Search Document

This document covers the basics of writing a Search Document. It’s the central config point for creating a Solr schema, transforming documents and returning results.

Quick Example

Here’s an example a search.py from a simple blog:

from example.models import Post
import solango

class PostDocument(solango.SearchDocument):
    title    = solango.fields.TextField(copy=True)
    pub_date = solango.fields.DateField(copy=True)
    content  = solango.fields.TextField(copy=True)

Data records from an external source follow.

Issue #632, opened 2023-09-04
Make actor automatic restarting more resilient


llucax:
### What's needed?

The `Actor._run_loop()` method is restarting the actor if an exception in `_run()`. This is not ideal because if there is an unexpected exception, then the actor might be in a bad state, so it would be better to be able to restart it externally, so the state can be reset too.

### Proposed solution

~Move restart logic from `actor.Actor._run_loop()` to `actor.run()`, so even the task running the *run loop* can be re-created.~

~We probably will also need some `reset()` method, or some way to even re-create the whole actor from scratch, to make sure some bad state is not preserved between restarts.~

We already have quite a bit of code dealing with the state not being reset, which can actually simplify things when handling a large group of tasks and only one fails, then we don't need to re-create all the tasks that didn't have any issues. So most likely we will just add a `reset_status()` method for the user to override with any cleanup they need when an automatic restart is done.

### Additional context

This have a low risk of needing breaking changes, so if possible we should have a deeper look at it before 1.0 is released.

#### Related issues

The solution to this issue needs to have in mind the following related issues:

* #906 
* #826 
* #819

matthias-wende-frequenz:
Add actor heartbeat functionality. 

Each actor has, depending an a constructor flag, a heartbeat channel. If it doesn't write into it after a configurable time it gets externally restarted.

PR #1169, opened 2025-02-27
Add RestartActorException

ela-kotulska-frequenz:
Actor should be able to restart `_run` method
For example to update formula and start listening on new receiver.
Restarting actor should not print exception.

### DIFF
--- a/src/frequenz/sdk/actor/_actor.py
+++ b/src/frequenz/sdk/actor/_actor.py
@@ -13,6 +13,10 @@ from ._background_service import BackgroundService
 _logger = logging.getLogger(__name__)
 
 
+class RestartActorException(Exception):
+    """Exception raised when an actor should be restarted."""
+
+
 class Actor(BackgroundService, abc.ABC):
     """A primitive unit of computation that runs autonomously.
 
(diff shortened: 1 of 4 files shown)


src/frequenz/sdk/actor/_actor.py
```diff
@@ -58,19 +62,14 @@ def start(self) -> None:
     async def _run(self) -> None:
         """Run this actor's logic."""
 
-    async def _delay_if_restart(self, iteration: int) -> None:
-        """Delay the restart of this actor's n'th iteration.
-
-        Args:
-            iteration: The current iteration of the restart.
-        """
+    async def _delay(self) -> None:
```
llucax, line 65: Maybe make it a bit more explicit?

```suggestion
    async def _delay_restart(self) -> None:
```

llucax (commented):
I understand where this comes from, but I'm not sure if it is the path we want to follow in the future (https://github.com/frequenz-floss/frequenz-sdk-python/issues/632).

That said, this is how things work now and I can see how having a convenient way to restart is helpful, but an exception is also not the only way to restart, and have some implications. Mainly, **anyone, at any level in the call stack, can trigger an actor restart**.

An alternative that can prevent this, would be to use a `asyncio.Event` and await the event or the actor to finish, and then restart it if we got the event. Then adding the `Actor` class a `restart()` method that just triggers the event.

Even when Python already uses this exception mechanism for exits (like `SystemExit` or `GeneratorExit`), I'm not sure this is the right approach, because in those cases they are `BaseException`s and nobody is supposed to catch them (and body will, unless they explicitly catch `BaseException`),but with `RestartActorException`, it shouldn't inherit from `BaseException` (as per [Python docs](https://docs.python.org/3/library/exceptions.html#BaseException)), but if it doesn't, it also mean anyone using `except Exception`, will probably avoid restarting the actor (unwillingly), so it has its risks.

All that said, since restarting actors like this should probably change in the future, I'm not sure how important is to get this perfectly right, but unless we really need the exception, I think it would be safer to go for a `restart()` method with an event.

ela-kotulska-frequenz:
Closed, to discuss later how we should implement it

    #Overrides the default transform
    def transform_content(self, instance):
        return instance.body

solango.register(Post, PostDocument)

This allows solango to register Document with the service.

Why a Document?

This may seem rather redundant. I mean you already have to build the model, why do I have to do the same thing over again? Yeah, agreed, but without this, you can’t have the level of control that you will need to facet. pub_date is a great example. Every model usually has a date associated with it, but they are all named differently. pub_date, date, submit_date, et al. In order to have one date field date we allow a transform so all those dates can work through the same facet.

Default SearchDocument

The default search document looks like this:

class SearchDocument(BaseSearchDocument):
    id      = search_fields.PrimaryKeyField()
    model   = search_fields.ModelField()
    site_id = search_fields.SiteField()
    url     = search_fields.UrlField()
    text    = search_fields.TextField(multi_valued=True)
Where:
  • id: Unique key for the document. This is required and not so much changeable. the default key looks is module__model__pk
  • model: What model type is this. The default is this module_model
  • site_id: It can be argued that this isn’t a good idea to include, but it doesn’t hurt a single site, and is helpful for multi-site apps
  • url: The url for the instance. uses the get_absolute_url of the model if not specified
  • text: Do not name any other field text. This is the destination for all the copy fields

Fields

  • DateField
  • DateTimeField
  • CharField
  • TextField
  • IntegerField
  • BooleanField
  • UrlField
  • PrimaryKeyField
  • SiteField
  • ModelField
  • FloatField
  • DoubleField
  • LongField

Field Options

Each field takes a number of options. They determine how Solr should react to each.

  • copy : Boolean
    • If true the value will be copied into the text field of the document
  • dynamic: Boolean
    • If field is created on the fly lets us tell Solr where it needs to end up. by default dynamic fields are copied into the text field
  • indexed: Boolean
    • If (and only if) a field is indexed, then it is searchable, sortable, and facetable.
  • stored: Boolean
    • True if the value of the field should be retrievable during a search
  • dest: String
    • Copy fields need a destination. By default this is the text field. Unless you Are doing something crazy this default will work
  • multi_valued: Boolean
    • True if this field may contain multiple values per document, i.e. if it can appear multiple times in a document
  • boost: String
    • Specify a custom boost for this field. e.g. boost=”2.5”
  • omitNorms: Boolean
    • Set to true to omit the norms associated with this field (this disables length normalization and index-time boosting for the field, and saves some memory). Only full-text fields or fields that need an index-time boost need norms.
  • required: Boolean
    • Used by Solr. If a field is required solr won’t accept it without it.

Document Attributes

Media

Like Django forms the search document has a media class. Declare your template here:

class Media:
    template = 'coltrane/entry_document.html'

Document Methods

  • __init__

    • If a document gets a model instance it will run the transform method and create a document from the model. If it gets a dictionary it will assume that it’s from the search results and create a document running the clean method.
  • transform

    • Takes an model instance and transforms it into a Search Document.
  • clean

    • Takes the data dictionary and creates python values from it.
  • add

    • Turns the document into XML to be added/updated in Solr
  • delete

    • Turns the document into XML to be deleted in Solr. Returns only the the id field
  • to_xml

    • Does the transformation to XML.
  • render_html

    • Calls render_to_string and uses the template to create an html version of the document
  • transform_*

    • Transforms a model instance field into a SearchDocument field. The transform function is given an instance of the model so you can retrieve model attributes from it. To take author as an example the value for that field will be the full name of the author. Where the title doesn’t need a transform function because it’s already an attribute of the instance:

      class EntryDocument(solango.SearchDocument):
          author = solango.fields.CharField()
          ...
      
          def transform_author(self, instance):
              return instance.author.get_full_name()
      
  • clean_*

    • If you want to change the value of a field when the document is returned in a SearchResults you can use this method. It does not pass a model instance in, you can just modify the field value.
  • is_indexable

    • In the default search document, everything is indexable. You can override this method to provide selective indexing for a given model. For instance, a typical is_indexable method might look like this:

      def is_indexable(self, instance):
          return instance.is_public and not instance.is_deleted
      
  • get_boost

    • If you want to boost the entire search doc, you can override get_boost(self, instance) to calculate a boost specific to that search document.